- WORK TO COMPLETE:
Report back the lines in this listing that carry the string "retest".
-- Opening Marker --
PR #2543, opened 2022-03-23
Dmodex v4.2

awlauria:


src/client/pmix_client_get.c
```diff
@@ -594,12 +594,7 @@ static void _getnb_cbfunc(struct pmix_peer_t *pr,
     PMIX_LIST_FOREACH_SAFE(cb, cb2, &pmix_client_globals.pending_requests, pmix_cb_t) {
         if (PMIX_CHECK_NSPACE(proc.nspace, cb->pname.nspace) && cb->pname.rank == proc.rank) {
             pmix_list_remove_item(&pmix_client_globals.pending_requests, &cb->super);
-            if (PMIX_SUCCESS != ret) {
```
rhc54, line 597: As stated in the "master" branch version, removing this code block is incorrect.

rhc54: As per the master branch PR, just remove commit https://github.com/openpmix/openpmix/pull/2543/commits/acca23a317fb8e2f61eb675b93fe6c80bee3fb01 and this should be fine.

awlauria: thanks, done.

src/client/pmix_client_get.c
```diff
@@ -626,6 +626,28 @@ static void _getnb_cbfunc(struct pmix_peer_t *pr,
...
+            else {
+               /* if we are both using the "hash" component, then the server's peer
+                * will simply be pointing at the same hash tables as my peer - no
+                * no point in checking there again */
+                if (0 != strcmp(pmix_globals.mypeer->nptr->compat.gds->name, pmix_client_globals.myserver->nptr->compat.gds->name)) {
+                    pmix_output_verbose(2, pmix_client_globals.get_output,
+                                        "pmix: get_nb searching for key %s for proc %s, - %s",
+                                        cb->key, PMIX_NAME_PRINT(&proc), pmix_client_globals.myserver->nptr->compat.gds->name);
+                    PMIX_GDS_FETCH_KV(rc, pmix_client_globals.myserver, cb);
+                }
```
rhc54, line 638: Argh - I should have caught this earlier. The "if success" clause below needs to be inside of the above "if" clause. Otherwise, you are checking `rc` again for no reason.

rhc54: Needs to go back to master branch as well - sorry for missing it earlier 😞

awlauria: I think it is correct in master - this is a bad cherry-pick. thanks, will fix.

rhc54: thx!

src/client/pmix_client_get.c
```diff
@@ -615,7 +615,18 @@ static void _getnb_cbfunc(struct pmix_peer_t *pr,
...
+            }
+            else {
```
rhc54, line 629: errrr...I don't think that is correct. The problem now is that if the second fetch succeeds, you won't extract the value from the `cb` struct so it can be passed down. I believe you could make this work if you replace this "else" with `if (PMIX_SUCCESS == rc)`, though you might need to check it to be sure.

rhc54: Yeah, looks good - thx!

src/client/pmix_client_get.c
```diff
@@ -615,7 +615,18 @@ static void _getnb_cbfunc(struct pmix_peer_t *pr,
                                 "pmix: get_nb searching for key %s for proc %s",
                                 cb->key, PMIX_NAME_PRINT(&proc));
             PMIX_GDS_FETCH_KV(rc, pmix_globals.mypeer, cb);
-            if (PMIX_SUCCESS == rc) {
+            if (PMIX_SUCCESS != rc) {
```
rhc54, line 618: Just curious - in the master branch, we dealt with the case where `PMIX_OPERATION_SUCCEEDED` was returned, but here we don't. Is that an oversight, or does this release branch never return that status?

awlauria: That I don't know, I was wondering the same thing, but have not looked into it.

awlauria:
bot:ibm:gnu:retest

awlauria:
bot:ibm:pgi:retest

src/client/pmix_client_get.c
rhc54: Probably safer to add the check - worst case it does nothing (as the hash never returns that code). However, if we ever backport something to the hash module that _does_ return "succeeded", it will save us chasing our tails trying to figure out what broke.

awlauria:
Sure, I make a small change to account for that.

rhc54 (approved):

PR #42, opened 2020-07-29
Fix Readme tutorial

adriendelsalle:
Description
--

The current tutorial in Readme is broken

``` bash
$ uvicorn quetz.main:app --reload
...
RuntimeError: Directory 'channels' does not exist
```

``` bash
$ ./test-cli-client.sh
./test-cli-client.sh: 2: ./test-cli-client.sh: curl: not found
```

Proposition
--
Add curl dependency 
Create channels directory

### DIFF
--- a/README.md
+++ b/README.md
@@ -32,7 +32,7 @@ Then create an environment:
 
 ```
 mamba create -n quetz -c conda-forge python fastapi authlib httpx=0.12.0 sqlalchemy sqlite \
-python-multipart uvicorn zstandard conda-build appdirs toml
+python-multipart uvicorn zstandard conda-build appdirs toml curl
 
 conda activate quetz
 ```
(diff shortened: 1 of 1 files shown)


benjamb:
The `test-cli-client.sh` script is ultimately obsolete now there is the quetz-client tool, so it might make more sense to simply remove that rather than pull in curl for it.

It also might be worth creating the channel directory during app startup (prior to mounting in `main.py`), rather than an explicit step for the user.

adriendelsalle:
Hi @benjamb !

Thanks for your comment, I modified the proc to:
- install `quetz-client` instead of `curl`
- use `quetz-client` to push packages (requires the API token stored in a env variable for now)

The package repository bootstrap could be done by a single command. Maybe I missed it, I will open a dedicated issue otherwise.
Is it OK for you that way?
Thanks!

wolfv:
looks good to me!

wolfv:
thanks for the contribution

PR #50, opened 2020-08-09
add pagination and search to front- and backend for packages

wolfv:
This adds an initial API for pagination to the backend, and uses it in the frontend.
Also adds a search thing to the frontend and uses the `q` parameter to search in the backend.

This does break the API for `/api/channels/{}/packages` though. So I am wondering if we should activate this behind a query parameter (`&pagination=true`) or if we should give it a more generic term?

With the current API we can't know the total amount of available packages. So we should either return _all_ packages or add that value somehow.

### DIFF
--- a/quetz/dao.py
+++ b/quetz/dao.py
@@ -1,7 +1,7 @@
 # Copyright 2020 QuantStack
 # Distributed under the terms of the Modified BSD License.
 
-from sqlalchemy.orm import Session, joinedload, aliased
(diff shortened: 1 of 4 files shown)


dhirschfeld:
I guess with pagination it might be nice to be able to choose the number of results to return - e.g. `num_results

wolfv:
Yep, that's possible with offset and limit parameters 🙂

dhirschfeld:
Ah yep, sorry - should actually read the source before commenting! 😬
-- Closing Marker --
- SOLUTION FOR THIS EXERCISE:
bot:ibm:gnu:retest
bot:ibm:pgi:retest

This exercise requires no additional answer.